The grandson of farmers who owned most of this neighborhood at the turn of the century, Rose became so annoyed by talk of dirty water that, around 1990, he put his three-bedroom rancher up for sale. Because the Realtor had to disclose that the well water posed a danger, Rose set a relatively low asking price of $65,000. There were no serious bidders.
About five years ago, the EPA tested his well and deemed it safe, and took him off the list of households to receive free bottled water. Not confident in the results of the test, Rose has been buying bottled water at the grocery store ever since. "I don't know how it was in that house and not in this one next to it," says Rose, pointing to the home next door, which, like Snyder's residence, tested positive for contamination until city water line was connected.
Peter Ludzia, a section chief with the EPA's regional office in Philadelphia who specializes in Superfund sites, says the ground beneath the Western Maryland neighborhood is bedrock, and contaminants often seeped into areas farther from the dump site while leaving closer ground water unharmed. "It was a sporadic situation, and it wasn't grossly contaminated," Ludzia says.
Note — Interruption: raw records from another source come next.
PR #16571, opened 2024-05-13
calling a modx instance via getInstance

webnitros:
`
\MODX\Revolution\modX::getInstance(\MODX\Revolution\modX::class)
`

### What does it do?
Calling a modx instance without having to pass it through __construct(modX &$modx)
this method will be useful in cases where you need to access an instance of the modX class from different parts of your application

### Why is it needed?
The problem is reusing classes from composer as well as shortening for writing code in various classes

### How to test
The feature was tested on real modx 2.8 projects with a high load and a large backend
\MODX\Revolution\modX::getInstance(\MODX\Revolution\modX::class)
phpunit tests pass successfully

### Related issue(s)/PR(s)
[#14555](https://github.com/modxcms/revolution/pull/14574)
https://github.com/modxcms/revolution/pull/16569#issuecomment-2108080253

## Functions app
I didn’t immediately add the app() function
to shorten the call code
I wanted to clarify where it would be better to add it?
It might be worth renaming it to appModx()
Although app() would obviously be better

```
if (!function_exists('app')) {

    /**
     * Get the available modx instance.
     * @return mixed|\MODX\Revolution\modX
     */
    function app()
    {
        return \MODX\Revolution\modX::getInstance(\MODX\Revolution\modX::class);
    }
}
```

## Example

```
require 'index.php';

# Old
$example1 = $modx->getOption('site_name');
# New
$example2 = \MODX\Revolution\modX::getInstance(\MODX\Revolution\modX::class)->getOption('site_name');
$example3 = app()->getOption('site_name');
```

ide code highlighting works immediately

CleanShot 2024-05-14 at 01 47 01

### DIFF
--- a/core/src/Revolution/modX.php
+++ b/core/src/Revolution/modX.php
@@ -407,7 +407,7 @@ class modX extends xPDO {
      * @throws xPDOException
      */
     public static function getInstance($id = null, $config = null, $forceNew = false) {
-        $class = class_exists($id) ? $id : __CLASS__;
+        $class = __CLASS__;
         if (is_null($id)) {
             if (!is_null($config) || $forceNew || empty(self::$instances)) {
                 $id = uniqid($class);
--- a/core/src/Revolution/modX.php
+++ b/core/src/Revolution/modX.php
@@ -407,7 +407,7 @@ class modX extends xPDO {
      * @throws xPDOException
      */
     public static function getInstance($id = null, $config = null, $forceNew = false) {
-        $class = __CLASS__;
+        $class = class_exists($id) ? $id : __CLASS__;
         if (is_null($id)) {
             if (!is_null($config) || $forceNew || empty(self::$instances)) {
                 $id = uniqid($class);
--- a/core/src/Revolution/modX.php
+++ b/core/src/Revolution/modX.php
@@ -403,11 +403,11 @@ class modX extends xPDO {
      * @param array|null $config An optional array of config data for the instance.
      * @param bool $forceNew If true a new instance will be created even if an instance
      * with the provided $id already exists in modX::$instances.
-     * @return modX An instance of modX.
+     * @return static An instance of modX.
      * @throws xPDOException
      */
     public static function getInstance($id = null, $config = null, $forceNew = false) {
-        $class = __CLASS__;
+        $class = static::class;
         if (is_null($id)) {
             if (!is_null($config) || $forceNew || empty(self::$instances)) {
                 $id = uniqid($class);
--- a/_build/test/MODxTestHarness.php
+++ b/_build/test/MODxTestHarness.php
@@ -71,7 +71,7 @@ class MODxTestHarness {
                     if (!defined('MODX_CONFIG_KEY')) {
                         define('MODX_CONFIG_KEY', array_key_exists('config_key', self::$properties) ? self::$properties['config_key'] : 'test');
                     }
-                    $fixture = \MODX\Revolution\modX::getInstance(null, self::$properties["{$driver}_array_options"]);
+                    $fixture = modX::getInstance(null, self::$properties["{$driver}_array_options"]);
                     if ($fixture instanceof modX) {
                         $logLevel = array_key_exists('logLevel', self::$properties) ? self::$properties['logLevel'] : modX::LOG_LEVEL_WARN;
                         $logTarget = array_key_exists('logTarget', self::$properties) ? self::$properties['logTarget'] : (XPDO_CLI_MODE ? 'ECHO' : 'HTML');
--- a/_build/test/MODxTestHarness.php
+++ b/_build/test/MODxTestHarness.php
@@ -71,10 +71,7 @@ class MODxTestHarness {
                     if (!defined('MODX_CONFIG_KEY')) {
                         define('MODX_CONFIG_KEY', array_key_exists('config_key', self::$properties) ? self::$properties['config_key'] : 'test');
                     }
-                    $fixture = new modX(
-                        null,
-                        self::$properties["{$driver}_array_options"]
-                    );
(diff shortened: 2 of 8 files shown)


core/src/Revolution/modX.php
```diff
@@ -407,7 +407,7 @@ public static function toQueryString(array $parameters = [], $numPrefix = '', $a
      * @throws xPDOException
      */
     public static function getInstance($id = null, $config = null, $forceNew = false) {
-        $class = __CLASS__;
+        $class = class_exists($id) ? $id : __CLASS__;
```
opengeek: The `$id` here is NOT the class name. It is either a random id or a named key you provide. In the default case, it should be left null. This will ALWAYS return the existing, single instance that was first instantiated in the current request, as long as you do not also pass anything other than NULL to the `$config` parameter. In the case of connectors/index.php and manager/index.php, it is fine that they pass the additional `$config` parameter.

opengeek (changes requested):
This will work if you revert the change to modX::getInstance() and remove the class name string you are passing to it, passing null instead when additional parameters are involved.

core/src/Revolution/modX.php
webnitros: added changes

opengeek: Can revert this change to the `$class` variable here?

webnitros: > Can revert this change to the `$class` variable here?

So far I see that it will work the same
But if I want to use my own modx class, for example modY, is there an option with $class = class_exists($id)? $id : __CLASS__;

There will be a better job where I only need to specify my own class name in 3 index.php files

There is a choice, but the working option is both.

webnitros: For a better understanding of how getInstance will work
I agree, the old option is more suitable
To avoid surprises and to make the entry point into the application clear

webnitros: submitted changes

webnitros: in modx 2.8 it turns out you can make similar changes to index.php $modx = modX::getInstance();


tested it, works the same
both on modx 3 and modx 2.8

For modx 3 $modx = \MODX\Revolution\modX::getInstance();
For modx 2.8 $modx = modX::getInstance();

opengeek: If you want to be able to extend modX and have it use the actual classname of your extended class to generate the uniqid prefix (which is all this is doing), we can change that to a late static binding, e.g. `static::class`.

webnitros: > If you want to be able to extend modX and have it use the actual classname of your extended class to generate the uniqid prefix (which is all this is doing), we can change that to a late static binding, e.g. `static::class`.


No)))
The fact is that the experience of using this approach was precisely in the call $modx = modY::getInstance('modY');
Based on this experience

The option that is now in the pull request is what we need.
The main idea is to call an instance (for example) in one tab through a Live template (PhpStorm)
$modx = modY::getInstance('modY');
and start working from any class
with code highlighting ($modx->) immediately without any comments or other additional code.

opengeek: The code highlighting works from the class itself, not from the string you pass to the function. I'm lost on what you are talking about here. Regardless of what string exists as the class, the unique id that is generated with that string as the prefix is what defines the instance that will be retrieved on additional calls to the method when you DO NOT PROVIDE an id. If you provide an id, the class variable is irrelevant. But, if you call getInstance from a class modY that extends modX, class is relevant. This is the ONLY time it is relevant, and in that case, it needs to use late static binding to automatically set the class that is instantiated regardless of what the `$id` is.

webnitros: CleanShot 2024-05-15 at 00 52 21

I'm talking about modifying config.core.php
if I connect in config.core.php autoloader.php from composer
then when called it will extend modX and then I can access it using

$modx = modY::getInstance('modY');


I don’t focus on this, this experience allowed me to fully use the namespace "App\\": "src/"
where I never passed public function __construct(modX $modx)

There was always a call: modY::getInstance('modY');

Let me explain, I used the modY class because it was a combat project, and it was a risk. But the risk was justified, everything works fully

You showed that modX can be used without specifying $id

opengeek: Again, you don't need to pass 'modY' to the getInstance() function if we use `static::class` (late static binding) instead of `__CLASS__` to assign the `$class` variable in modX::getInstance()… modY::getInstance() will automatically know it is modY.

opengeek: I can make that adjustment in conjunction with yours if you are okay with me doing that. I will also adjust the return type so IDEs will also know it returns the class from the late static binding.

webnitros: > I can make that adjustment in conjunction with yours if you are okay with me doing that. I will also adjust the return type so IDEs will also know it returns the class from the late static binding.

Other residents remain unconvinced.
"They cut off our [bottled] water, and we're directly downhill from the mess," says Sandi Rose, who lives up the street from George Rose, her brother-in-law. "We might be old country folks, and they may think we're stupid, but I know water runs down, not up."
She and her husband, Don, have also been buying bottled water since the EPA called their well safe several years ago. Sandi Rose says she was always reluctant to let her 10 grandchildren, who are as young as 15 months, use the bathtub "It's hard to go and take bottled water with you when you bathe," she says.
Ludzia says his office is dispatched once or twice a year to provide bottled water for communities with contaminated ground water, but that it rarely takes six years to find an alternative water source. "We're at the close of a successful project," he adds. "We've come up with a remedy that's going to protect the people."
Many of the Cumberland residents are angry that the county plans to plug their wells with concrete, arguing that they built their wells, paid for them and installed the pumps and may want to use well water for something in the future. Ron Snyder, the county's utilities division chief, says closing them is imperative because contaminated water from working wells could enter the city water supply.
"They tell me they'll fill this thing with concrete - well, over my dead body," says Don Rose. "What right do they have?" He adds that, since city water was turned on, his pressure has been far lower than in the past. "I can't take a decent shower or run the wash or anything," he says.
But Ella Snyder is much happier these days. She says she never considered moving. "I don't feel like, on this late date, picking up and going somewhere else. This is where I'm gonna be. Bad water wasn't going to drive me out."
But those cartons of jugs - which during the winter were stacked high in her living room, beside the stereo - were becoming quite the nuisance. Right now, she has seven cases left. That's 42 one-gallon bottles. "I'll use them in my fish tank," she says.
For a drink, she'll go to the tap.
Sun staff researchers Jean L. Packard and Sarah Gehring contributed to this article.